(What the task asks) Please give the number of lines in the records below where the word "concurrency" occurs, and nothing else.

---*---

PR #4533, opened 2026-07-21
Support ConcurrentLruCache with --threads:off

kdeme:
The sharded ConcurrentLruCache needs ReadWriteLock / Atomic / countProcessors, unavailable without --threads:on. Gate it behind `when compileOption("threads")` and add a non-threaded fallback wrapping the plain LruCache, also with withGet/withPeek reading in place via getPtr/peekPtr.

Benchmarking (bench_lru.nim): minilru vs the local LruCache shows no measurable difference for int values, but with larger values the zero-copy get/peek is clearly faster. The threadSafe=false path also performs the same as the --threads:off fallback.

### DIFF
--- a/execution_chain/concurrency/lru.nim
+++ b/execution_chain/concurrency/lru.nim
@@ -16,7 +16,10 @@
 
 {.push raises: [], gcsafe.}
 
-import std/[atomics, cpuinfo, hashes, math, typetraits], results, ./readwritelock
+import std/[hashes, math, typetraits], results
+
+when compileOption("threads"):
+  import std/[atomics, cpuinfo], ./readwritelock
 
 export hashes, results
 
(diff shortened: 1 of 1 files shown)


kdeme:
Draft because I want to investigate just not having the cache in the first place for stateless.

(noticed it gets disabled anyhow at runtime for stateless)

bhartnett:
> Draft because I want to investigate just not having the cache in the first place for stateless.
> 
> (noticed it gets disabled anyhow at runtime for stateless)

Yeah caches should be completely disabled for stateless since it is a different scenario where all the state is provided already in the witness and all already stored in memory after we load the subtree into the in memory db. The ledger still has single threaded minilru caches which can be kept for performance to skip walking the txFrames but doesn't make sense to use the caches in the db layer.

kdeme:
> > Draft because I want to investigate just not having the cache in the first place for stateless.
> > (noticed it gets disabled anyhow at runtime for stateless)
> 
> Yeah caches should be completely disabled for stateless since it is a different scenario where all the state is provided already in the witness and all already stored in memory after we load the subtree into the in memory db. The ledger still has single threaded minilru caches which can be kept for performance to skip walking the txFrames but doesn't make sense to use the caches in the db layer.

Yeah, I've noticed that. It's however a bit of mechanical work in more different locations to not have it compiled in. But I can make a PR that works like that.

kdeme:
Closing for https://github.com/status-im/nimbus-eth1/pull/4551

PR #4536, opened 2026-07-22
optimize PREVRANDAO benchmarks

tersec:
Benchmarkoor results files:
[result_prevrandao_opt.json](https://github.com/user-attachments/files/30252918/result_prevrandao_opt.json)
[result_statusquo.json](https://github.com/user-attachments/files/30252919/result_statusquo.json)

Each is aggregate time running the PREVRANDAO tests in `master` compared with this PR. Mgas/s in `master` is flat at 4Mgas/s across across the sizes (it's mostly measuring database read times, because it's taking the slow path in https://github.com/status-im/nimbus-eth1/blob/1728ad55f0185bff4ae5dd6595ac5e88f5202d6f/execution_chain/common/common.nim#L507-L515
`  1M` gas: 0.252s in `master`; 0.005s in this branch (217Mgas/s)
`  5M` gas: 1.248s in `master`; 0.019s in this branch (279Mgas/s)
` 10M` gas: 2.56s in `master`; 0.033s in this branch (311Mgas/s)
` 30M` gas: 7.77s in `master`; 0.102s is this branch (297Mgas/s)
` 60M` gas: 15.373s in `master`; 0.196s in this branch (308Mgas/s)
`100M` gas: 25.711s in `master`; 0.315s in this branch (318Mgas/s)
`150M` gas: 39.159s in `master`; 0.474s in this branch (317Mgas/s)

There's a tradeoff here regarding always running
```nim
  self.proofOfStake = com.proofOfStake(Header(
    number: parent.number + 1,
    parentHash: blockCtx.parentHash,
    difficulty: blockCtx.difficulty,
  ), ledger.txFrame)
```
regardless of whether that any given block will actually contain it, but it's both slow enough that makes a significant difference hoisted out of a hot inner loop, yet fast enough that running it once costs on the order of milliseconds or less even from RocksDB. There are other approaches here, but they potentially create data races in parallel BALs, require pre-scanning transactions for the `PREVRANDAO` opcode,
 or have other architectural tradeoffs.

### DIFF
--- a/execution_chain/evm/state.nim
+++ b/execution_chain/evm/state.nim
@@ -8,10 +8,10 @@
 # at your option. This file may not be copied, modified, or distributed except
 # according to those terms.
 
-{.push raises: [].}
+{.push raises: [], gcsafe.}
 
 import
-  std/[options, sets, strformat],
+  std/strformat,
   stew/assign2,
   ../db/ledger,
   ../common/common,
@@ -56,6 +56,11 @@ proc init(
   self.allLogs.setLen(0)
   self.gasRefunded = 0
   self.balTracker = tracker
+  self.proofOfStake = com.proofOfStake(Header(
+    number: parent.number + 1,
+    parentHash: blockCtx.parentHash,
+    difficulty: blockCtx.difficulty,
+  ), ledger.txFrame)
 
 func blockCtx(header: Header): BlockContext =
   BlockContext(
@@ -72,7 +77,7 @@ func blockCtx(header: Header): BlockContext =
 
 # --------------
 
-proc `$`*(vmState: BaseVMState): string =
+func `$`*(vmState: BaseVMState): string =
   if vmState.isNil:
     result = "nil"
   else:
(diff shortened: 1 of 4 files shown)


execution_chain/evm/state.nim
```diff
@@ -56,6 +56,11 @@ proc init(
   self.allLogs.setLen(0)
   self.gasRefunded = 0
   self.balTracker = tracker
+  self.proofOfStake = com.proofOfStake(Header(
+    number: parent.number + 1,
+    parentHash: blockCtx.parentHash,
+    difficulty: blockCtx.difficulty,
+  ), ledger.txFrame)
```
bhartnett, line 63: For parallel execution and optimistic state prefetch we create a new vmState per transaction so this bool would need to be set in those contexts as well (in process_block_parallel.nim). Ideally only computed once per block so the bool would need to be passed into the tasks from the main thread where the value is pre-computed.

bhartnett, line 63: Not sure why we even need this proofOfStake flag considering that we have the fork and hardFork in the vmState already. We might be able to avoid this by just checking if the fork is greater than or eq to the merge fork or something similar.

bhartnett:
I can confirm that this does fix the slow randao benchmarkoor tests.

execution_chain/evm/state.nim
bhartnett: @tersec I think we can do this instead: https://github.com/status-im/nimbus-eth1/pull/4538

tersec: https://github.com/status-im/nimbus-eth1/pull/4536/commits/a389bc2eef0ecc71d3855edc8795604ac0a17186

tersec: That's what the EEST failures were -- the parallel BALs tests failing.

tersec: Wouldn't this fail precisely around the actual merge fork? i.e. it works cleanly before/after, but there's one fork during which both `DIFFICULTY`/`PREVRANDAO` are in sequence valid, precisely determined by the TTD.

tersec: Whether or not we care about this fork anymore is a different question, but the tests might still cover it.

bhartnett: This works because shanghai is always a proof of stake fork. In other words all shanghai blocks should be proof of stake because the merge transition based on TTD happens during the merge fork (the previous fork).

tersec:
- #4538

is better.

PR #14, opened 2026-03-19
Feature/improve UI

RivkyKlapholtz:


RivkyKlapholtz (commented):
Thanks for the improvements here - especially the Monaco path normalization and the search endpoint.

I reviewed this PR and found a few issues worth addressing before merge:

1) High: Monaco hydration effect currently depends on openFiles, which changes on almost every edit. This re-triggers broad model hydration and repeated file fetches, and can cause TS worker churn plus intermittent import diagnostics. Consider removing openFiles from the effect dependencies and running hydration only on sessionId/fileTree changes with bounded concurrency.

2) Medium: /api/files/{session_id}/search request model does not enforce bounds for max_results / max_hits_per_file. This can be abused (or accidentally set very high) and cause heavy CPU/memory usage. Recommend adding pydantic constraints (Field(ge=1, le=...)) and query length limits.

3) Medium: In search.py, overflow-file scanning can exceed global max_results because full per-file hit lists are appended before enforcing remaining budget. Consider passing a 
emaining cap into overflow scanning and truncating hits before append.

4) Low: There is an unexpected empty file 	askkill in the PR diff. This looks accidental and should be removed.

Happy to re-review after these are addressed.

backend/app/api/files.py
```diff
@@ -17,6 +18,13 @@ class WriteFileRequest(BaseModel):
     content: str
 
 
+class SearchRequest(BaseModel):
+    query: str
+    case_sensitive: bool = False
+    max_results: int = 2000
```
RivkyKlapholtz: Could we add request validation bounds here? max_results/max_hits_per_file currently accept any integer, which can cause very heavy searches under accidental or malicious input. Suggest Field(ge=1, le=...) plus a query-length cap.

backend/app/sandbox/search.py
```diff
@@ -0,0 +1,314 @@
...
+            if total >= max_results:
+                break
+            hits = await _search_overflow_file(
+                rel,
+                abs_path,
+                needle,
+                case_sensitive=case_sensitive,
+                max_hits=max_hits_per_file,
+            )
+            if hits:
```
RivkyKlapholtz, line 274: Potential correctness issue: in the overflow path we append all hits for a file and only then update/check the global 	otal. This can overshoot max_results in one step. Consider passing 
emaining = max_results - total into _search_overflow_file and truncating before append.

frontend/src/components/editor/EditorPanel.tsx
```diff
@@ -101,43 +282,208 @@ export function EditorPanel() {
...
+  
+      await Promise.allSettled(tasks);
     };
+  
+    void hydrateModels();
+  
+    return () => {
+      cancelled = true;
+    };
+  }, [sessionId, fileTree, flattenFiles, openFiles]);
```
RivkyKlapholtz: High-impact perf note: this effect depends on openFiles, so it re-runs while typing and can trigger repeated hydration/fetch work for many files. Consider limiting dependencies to sessionId + ileTree (and guarding with an in-flight map) to avoid TS worker churn and transient diagnostics.

taskkill
RivkyKlapholtz, line 1: This empty file looks accidental (	askkill). Could we remove it from the PR to keep the diff clean?

88roy88: yes please remove it

backend/app/ai/prompts/architecture.py
```diff
@@ -28,5 +29,7 @@
 - Keep it simple — prefer useState/useReducer over external state libraries unless complexity warrants it
 - All file paths are relative to the project root (e.g. src/App.tsx)
 - Include only the files that need to be created or modified
+- Include a barrel re-export file `src/types.ts` that re-exports everything from `src/types/index.ts`
+  so imports like `import { ... } from './types'` resolve reliably in TS/Monaco.
```
88roy88: The AI doesnt care about TS/Monaco :)

backend/app/sandbox/filesystem.py
```diff
@@ -113,7 +113,10 @@ def _build_tree(dir_path: str) -> list[FileEntry]:
             if name.startswith(".") or name in SKIP_DIRS:
                 continue
             abs_path = os.path.join(dir_path, name)
+            # Monaco/TypeScript resolver עובדים עם URI בצורה עקבית (עם `/`).
```
88roy88: please no comments in hebrew :)

88roy88 (commented):
you can close this one, this change will get in in this pr: https://github.com/88roy88/FlowBolt/pull/29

---*---

(Solution for this task) 3